Exascale Atomistic Functionality for Accuracy, Size and Time (EXAALT) : This molecular dynamics research, led by Danny Perez of Los Alamos Nationwide Laboratory, seeks to rework elementary supplies science for vitality by utilizing exascale computing speeds to allow vastly bigger, sooner and extra correct simulations for such purposes as nuclear fission and fusion.
Combustion PELE : This research, named for the Hawaiian goddess of fireplace and led by Jacqueline Chen of Sandia Nationwide Laboratories, is designed to simulate the physics inside an inner combustion engine in pursuit of growing cleaner, extra environment friendly engines that would cut back carbon emissions and preserve fossil fuels .
Entire System Mannequin Utility (WDMApp) : This research, led Amitava Bhattacharjee of Princeton Plasma Physics Laboratory, is designed to simulate the magnetically confined fusion plasma – a boiling stew of charged nuclear particles hotter than the solar – vital for the contained reactions to energy nuclear fusion applied sciences for vitality manufacturing.

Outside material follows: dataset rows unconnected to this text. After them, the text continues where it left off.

PR #454, opened 2024-11-14
Avoid infinite loop when parsing a .bib file.

joostkremers:
In parsebib.el 4.7 / 5.0, the function parsebib-find-next-item leaves point after the @-sign when it finds an item. In parsebib.el 6.0, it leaves point *before* the @-sign. Therefore, the caller must advance point if the item is not read, otherwise parsebib-find-next-item will keep finding the same item.

This fixes the problems reported in https://github.com/tmalsburg/helm-bibtex/issues/452 and https://github.com/jkitchin/scimax/issues/510.

### DIFF
--- a/bibtex-completion.el
+++ b/bibtex-completion.el
@@ -496,7 +496,8 @@ for string replacement."
                    if (string= (downcase entry-type) "string")
                    collect (let ((entry (parsebib-read-string ht)))
                              (puthash (car entry) (cdr entry) ht)
-                             entry))))
+                             entry)
+                   else do (forward-line 1))))
     (-filter (lambda (x) x) strings)))
 
 (defun bibtex-completion-update-strings-ht (ht strings)
@@ -684,7 +685,7 @@ If HT-STRINGS is provided it is assumed to be a hash table."
                                bibtex-completion-additional-search-fields))
    for entry-type = (parsebib-find-next-item)
    while entry-type
-   unless (member-ignore-case entry-type '("preamble" "string" "comment"))
+   if (not (member-ignore-case entry-type '("preamble" "string" "comment")))
    collect (let* ((entry (parsebib-read-entry nil ht-strings))
                   (fields (append
                            (list (if (assoc-string "author" entry 'case-fold)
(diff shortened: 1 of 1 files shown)


tmalsburg:
Thank you so much, Joost 🙏

uliw:
OK, so in the meantime, I replaced helm with ivy, and I downloaded the new bibtex-completion.el. Noe, when I do `org-ref-insert-cite-link` I get the following backtrace
```
Debugger entered--Lisp error: (wrong-type-argument stringp nil)
  member-ignore-case(nil ("comment" "preamble" "string"))
  parsebib-read-entry(nil #<hash-table equal 0/65 0x156c699342d1>)
  bibtex-completion-parse-bibliography(#<hash-table equal 0/65 0x156c699342d1>)
  bibtex-completion-candidates()
  org-ref-read-key()
  org-ref-insert-cite-link(nil)
  funcall-interactively(org-ref-insert-cite-link nil)
  command-execute(org-ref-insert-cite-link record)
  counsel-M-x-action("org-ref-insert-cite-link")
  ivy-call()
  ivy-read("M-x " ("toggle-debug-on-error" "package-recompile-all" "package-list-packages" "imenu" "org-modern-mode" "org-ref" "org-ref-insert-link" "org-ref-bibtex-hydra/body" "ert" "org-ref-bibtex-hydra/nil" "ag" "cd" "5x5" "arp" "dbx" "dig" "erc" "eww" "ftp" "gdb" "irc" "jdb" "man" "mpc" "ore" "pdb" "pwd" "rsh" "sdb" "wos" "xdb" "bash" "calc" "diff" "dirs" "esup" "ffap" "gnus" "grep" "help" "ielm" "info" "life" "mail" "mpuz" "navy" "ping" "pong" "smex" "talk" ...) :predicate counsel--M-x-externs-predicate :require-match t :history counsel-M-x-history :action counsel-M-x-action :keymap (keymap (67108908 . counsel--info-lookup-symbol) (67108910 . counsel-find-symbol)) :initial-input nil :caller counsel-M-x)
  counsel-M-x()
  funcall-interactively(counsel-M-x)
  command-execute(counsel-M-x)
```

Is this unrelated? BTW, I noticed that org-ref retains a dependency on helm-bibtex, even when I use ivy instead of helm

joostkremers:
Oh boy, I just wrote somewhere else that I was hoping I fixed all issues, but this seem to be another one... :sob: 

Though honestly, this is a bit of a riddle to me. I can read your bibliography just fine using `bibtex-completion-candidates` or `bibtex-completion-parse-bibliography`, and I don't see how a call to `parsebib-read-entry` is *followed* by a call to `member-ignore-case`...

uliw:
once the above fixes are on elpa, I'll do a reinstall and test with a minimal startup file.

WarpX : Led by Jean-Luc Vay of Lawrence Berkeley Nationwide Laboratory, this research seeks to simulate smaller, extra versatile plasma-based particle accelerators, which might allow scientists to design particle accelerators for a lot of purposes from radiation remedy to semiconductor chip manufacturing and past. The staff’s work received the Affiliation of Computing Equipment’s 2022 Gordon Bell Prize , which acknowledges excellent achievement in high-performance computing.

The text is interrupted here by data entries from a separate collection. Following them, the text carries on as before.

PR #455, opened 2024-11-15
(bibtex-completion-get-entry1): Position point correctly.

joostkremers:
Since parsebib 6.0, `parsebib-read-entry` expects point to be before the entry to be read. 

Also remove the let-binding for `entry-type`, since it's no longer needed.


tmalsburg:
Merged, thank you.

PR #2192, opened 2024-09-23
[Issue #1868] Enforce absolute imports outside of the same directory

### LINKED ISSUE #1868: [Task]: Enforce absolute imports for frontend
### Summary

The frontend is currently using a mix of relative and absolute imports. This task is to update the frontend imports to use absolute paths. Additionally we should [add a relative path setting of `src/`](https://nextjs.org/docs/app/building-your-application/configuring/absolute-imports-and-module-aliases#module-aliases) so that absolute imports become `component/Footer` instead of `src/components/Footer`.

If there is a reason not to use absolute imports, there should at least be a consistent approach across the frontend, and this ticket can be used to document that.

### Acceptance criteria

- [ ] config updated and absolute import paths enforced
- [ ] check if we can add this to the linter 
- [ ] update docs if deemed necessary (if there is a linter than that could be considered self-documenting)

acouch:
## Summary
Fixes #1868

## Changes proposed
Enforces absolute imports outside of the same directory.

### DIFF
--- a/frontend/.eslintrc.js
+++ b/frontend/.eslintrc.js
@@ -14,6 +14,17 @@ module.exports = {
     // dependencies to work in standalone mode. It may be overkill for most projects at
     // Nava which aren't image heavy.
     "@next/next/no-img-element": "off",
+    "no-restricted-imports": [
+      "error",
+      {
+        "patterns": [
+          {
+            "group": ["../"],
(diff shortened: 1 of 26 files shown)


andycochran (dismissed):
So much more legible 👏

mdragon (approved):
Looks good!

ExaSky : This research, led by Salman Habib of Argonne Nationwide Laboratory, seeks to develop the scale, scope and accuracy of simulations for complicated cosmological phenomena, equivalent to darkish vitality and darkish matter, to uncover new insights into the dynamics of the universe.
EQSIM : Led by LBNL’s David McCallen , this research is designed to simulate the physics and tectonic situations that trigger earthquakes to allow evaluation of areas in danger.
Vitality Exascale Earth System Mannequin (E3SM) : This research, led by Sandia’s Mark Taylor , seeks to allow extra correct and detailed predictions of local weather change and its impact on the nationwide and world water cycle by simulating the complicated interactions between the large-scale, largely 2D motions of the ambiance and the smaller, largely 3D motions that happen in clouds and storms.
Most cancers Distributed Studying Setting (CANDLE) : Led by Argonne’s Rick Stevens , this research seeks to develop predictive simulations that might assist establish and streamline trials for promising most cancers remedies, lowering years of prolonged, costly scientific research.
“Frontier represents the fruits of greater than a decade of arduous work by devoted professionals from throughout academia, personal enterprise and the nationwide laboratory complicated via the Exascale Computing Venture to appreciate a objective that when appeared barely doable,” Kothe elaborated in a put up printed immediately on the the ORNL web site. “This machine will shrink the timeline for discoveries that may change the world for the higher and contact everybody on Earth.”
“I don’t suppose we are able to overstate the impression Frontier guarantees to make for a few of these research,” Whitt added. “The science that will probably be finished on this pc will probably be basically completely different from what we have now finished earlier than with computation. Our early analysis groups have already begun exploring elementary questions on every part from nuclear fusion to forecasting earthquakes to constructing a greater combustion engine.”
Frontier is an HPE-Cray EX system that spans greater than 9,400 nodes, every with one AMD Epyc CPU and 4 AMD Intuition MI250X GPUs.